- Nationality: American
- Born: June 19, 1945 Detroit, Michigan, U.S.
- Died: September 3, 2006 (aged 61) Lake Texoma, Oklahoma, U.S.
- Relatives: Joseph and Lorraine Mineo
- Wins: 0

= Gordon Mineo =

American racing driver

Gordon Mineo (June 19, 1945-September 3, 2006), nicknamed "Flash Gordon", was a Top Fuel Funny Car driver.

Mineo was born in Detroit, Michigan, son of Joseph and Lorraine Mineo.

Mineo started racing Funny Cars in the 1960s and continued to race until the 1990s.

Mineo's first national Funny Car event was the 1970 AHRA Winter Nationals at Beeline Dragway in Scottsdale, Arizona; he qualified his Pontiac Firebird funny car #10, but was eliminated in the first round by #7 qualifier Tom "Mongoo$e McEwen. (Mineo earned US$400 for the effort.)

At the 1971 AHRA Winter Nationals, Mineo qualified #21 in a and was eliminated in round there by Dick Rosberg, who qualified #17.

In 1972, Mineo attended the AHRA National Challenge at Tulsa Raceway Park in Tulsa, Oklahoma. He qualified #21 and lost in round one to #5 qualifier Don "The Snake" Prudhomme. (Mineo earned US$500 for this effort.)
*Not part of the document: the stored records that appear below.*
PR #42887, opened 2022-06-20
[9.x] Don't ignore nested chained jobs while dispatching next job in chain

zlodes:
It sounds kinda crazy, but...
`Queueable::dispatchNextJobInChain` replaces chained job `chained` property with the rest of current job's chained jobs.

But chained job also may have it's chained jobs... 

## Code example:

```php
$firstLevelJob = (new JobLevelFirst(1))->chain([
    (new JobLevelSecond(1))->chain([
        new JobLevelThird(1),
        new JobLevelThird(2),
        new JobLevelThird(3),
    ]),
    (new JobLevelSecond(2))->chain([
        new JobLevelThird(3),
        new JobLevelThird(4),
        new JobLevelThird(5),
    ]),
]);

$dispatcher->dispatch($firstLevelJob);
```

At the 1973 NHRA Supernationals, in Ontario, California, Mineo qualified #9 in his 1973 Chevrolet Vega; he again lost in round one to Prudhomme, who qualified his 1973 Plymouth Barracuda #1.
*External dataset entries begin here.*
PR #38869, opened 2021-09-19
[8.x] Fix getDirty method when using `AsArrayObject` / `AsCollection`

gdebrauwer:
A less impactful version of #38774.

I updated the `originalIsEquivalent` method to make a custom comparison when the attribute uses `AsArrayObject` or `AsCollection` cast. This way, Eloquent will not think there is a difference if there are just some extra spaces in the original json string.

```php
// If you try to save this in a MySQL json column:
// {"foo":"bar"}
// Then MySQL will save it like this:
// {"foo": "bar"}

// This means that Eloquent currently thinks that a json value is changed
// because there is an extra space in the original value.
'{"foo": "bar"}' !== '{"foo":"bar"}'
```

PR #42888, opened 2022-06-20
[9.x] Add support to detect dirty encrypted model attributes

PhiloNL:
Currently, a model always determines that an encrypted attribute is modified when you fill a model, even if the value that is being encrypted is the same. This is because it compares the encrypted string, which changes every time you encrypt something regardless of whether the encrypted value is the same.

This PR will add support to detect dirty encrypted model attributes.
```
$model = Model::create(['billing_address' => ['street' => 'foo']);

$model->fill(['billing_address' => ['street' => 'foo']);
$model->originalIsEquivalent('billing_address'); // Returns false while it must return true
```

I wasn't sure if the tests should be part of `EloquentModelEncryptedCastingTest` or `DatabaseEloquentModelTest`. If they need to be moved, let me know 🙌🏻

This follows up on https://github.com/laravel/framework/pull/38869 and the question from Taylor https://github.com/laravel/framework/pull/38869#issuecomment-925117393.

Mineo returned to Scottsdale in 1974, qualifying #8 at the AHRA Winter Nationals. The same year, he attended an ANRA event at Green Valley Raceway in Smithfield, Texas.
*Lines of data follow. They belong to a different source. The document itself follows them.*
PR #43434, opened 2022-07-26
Change successful status hardcoded number to constant in console.stub

mhabedini:
In console.stub file when returning the handle method result, it's beneficial to use Console constants as result, so that developer know what is exactly the zero in here and what are the alternate values to use.


driesvints:
See many previous attempts.

PR #43440, opened 2022-07-26
[9.x] Add test for add method in Collection

moharami:


ankurk91:
Collection has so many methods that You can send one PR daily :laughing:

PR #43441, opened 2022-07-27
[9.x] Add withoutUpdatedTimestamp()

patrickomeara:
Many times I've needed to run a command that updates a model without updating the `updated_at` column. This might be migrating data or a client wants to make a batch change to their data without losing the existing `updated_at`.

Usually I reach for one of the two options:

```php
// iterate over and set timestamps to false - slow
$users->each(function ($user) {
    $user->timestamps = false;
    $user->update(['something' => 'here']);
});

// extend the model in the command and set timestamps to false - dirty
UserWithoutTimestamps::query()->update(['something' => 'here']);

// ...
class UserWithoutTimestamps extends User {
    public $timestamps = false;
}
```

Recently I've come across the `withoutTouching` static method, which had me thinking "why don't we have this for `updated_at`?" 🤔 

So here it is.

You can now ignore all models `updated_at` timestamps via `Model::withoutUpdatedTimestamp()`

```php
Model::withoutUpdatedTimestamp(function () use ($user, $post, $comment) {
    // no change to updated_at
    $user->update(['something' => 'here']);
    $post->update(['something' => 'here']);
    $comment->update(['something' => 'here']);
});
```

...or ignore mulitple models `updated_at` timestamp via `Model::withoutUpdatedTimestampOn()`

```php
Model::withoutUpdatedTimestampOn([User::class, Post::class], function () use ($user, $post, $comment) {
    // no change to updated_at
    $user->update(['something' => 'here']);
    $post->update(['something' => 'here']);
    // updated_at will be set
    $comment->update(['something' => 'here']);
});
```

...or ignore a single model `updated_at` timestamp via `User::withoutUpdatedTimestamp()`

```php
User::withoutUpdatedTimestamp(function () use ($user, $post, $comment) {
    // no change to updated_at
    $user->update(['something' => 'here']);
    // updated_at will be set
    $post->update(['something' => 'here']);
    $comment->update(['something' => 'here']);
});
```

Laravel sets both `updated_at` and `created_at` when a model is created. This functionality has stayed the same as it's a data integrity issue. So creating models in the callback will still have `updated_at` set.

```php
User::withoutUpdatedTimestamp(function() use ($user) {
    // no change to updated_at
    $user->update(['something' => 'here']);

    // updated_at will be set as usual
    $player = User::create(['name' => 'Patrick']);
});
```

This also works for the query builder

```php
User::withoutUpdatedTimestamp(function() use ($user) {
    // no change to updated_at
    User::query()
        ->where('something', 'there')
        ->update(['something' => 'here']);
});
```

and upserting

```php

User::create(['email' => 'taylor@laravel.com']);

User::withoutUpdatedTimestamp(function() use ($user) {
    User::upsert(
        [
            // no change to updated_at
            ['email' => 'taylor@laravel.com', 'name' => 'Taylor'],
            // updated_at will be set with created_at as the model is new
            ['email' => 'pat@domain.com', 'name' => 'Pat'],
        ], 
        ['email'], 
        ['name'],
    );
});
```

### DIFF
--- a/src/Illuminate/Database/Eloquent/Builder.php
+++ b/src/Illuminate/Database/Eloquent/Builder.php
@@ -1067,7 +1067,8 @@ class Builder implements BuilderContract
     protected function addUpdatedAtColumn(array $values)
     {
         if (! $this->model->usesTimestamps() ||
-            is_null($this->model->getUpdatedAtColumn())) {
+            is_null($this->model->getUpdatedAtColumn()) ||
+            $this->model::isIgnoringUpdatedTimestamp()) {
             return $values;
         }
 
--- a/src/Illuminate/Database/Eloquent/Builder.php
+++ b/src/Illuminate/Database/Eloquent/Builder.php
@@ -1126,7 +1126,7 @@ class Builder implements BuilderContract
      */
     protected function addUpdatedAtToUpsertColumns(array $update)
     {
-        if (! $this->model->usesTimestamps()) {
+        if (! $this->model->usesTimestamps() || $this->model::isIgnoringUpdatedTimestamp()) {
             return $update;
         }
 
--- a/src/Illuminate/Database/Eloquent/Concerns/HasTimestamps.php
+++ b/src/Illuminate/Database/Eloquent/Concerns/HasTimestamps.php
@@ -14,6 +14,13 @@ trait HasTimestamps
     public $timestamps = true;
 
     /**
+     * The list of models classes that should not have timestamps updated on update.
+     *
+     * @var array
+     */
+    protected static $ignoreUpdatedTimestamp = [];
+
+    /**
      * Update the model's update timestamp.
      *
      * @param  string|null  $attribute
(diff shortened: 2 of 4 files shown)


henzeb:
I think you found a bug... ignoreTouching is supposed to do that, but it's currently only doing that for the touch method. all it has to do is using the ignoringTouch method where they now simply check use timestamps and no need for another method. Unless I am missing something that might cause breaking changes?

patrickomeara:
Hi @henzeb thanks for looking through this PR.

As far as I am aware, `withoutTouching()` only prevents touching parent relationship's timestamps not the model itself.

### Docs

https://laravel.com/docs/master/eloquent-relationships#touching-parent-timestamps

### Existing Test

Testing asserting that the model is touched but parent isn't

https://github.com/laravel/framework/blob/ae76bf60795117e28e7beb64346bc2011e195c23/tests/Database/DatabaseEloquentIntegrationTest.php#L1858-L1883

henzeb:
I am not core team. But you're right. It does only work on parents. But it makes no sense to me if you are encapsulating it in a method that puts itself in the Model::$ignoreOnTouch and then it does not ignore the timestamps.

taylorotwell:

PR #43445, opened 2022-07-27
Update Repository.php

Mohammadreza-73:
Implement pull method with arrow function.


GrahamCampbell:
👎 This change is incorrect. Arrow functions cannot be used with void return types.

Mineo went back to Beeline Dragway for the 1977 AHRA Winter Nationals, qualifying #4; he was eliminated by #12 qualifier Dale Armstrong in the first round. At the 1977 NHRA Springnationals, Mineo qualified #14, only to lose to #6 qualifier (and eventual event class winner) Bob Pickett in the first round.

Mineo never won an NHRA or AHRA national event. He was also featured in a famous photo, being punched by fellow funny car racer Ed "The Ace" McCulloch.

Mineo was killed in a boating accident on Lake Texoma, in Oklahoma, on 3 September 2006, along with his wife, Ann, age 59, Myra Gibson, 51; Amy Lane, 31; and Justin R. Lane, 25. Mineo was 61.

Mineo was buried at Rest Haven Memorial Park, Rockwall, Texas.

Mineo had two children, Jason and Trisha.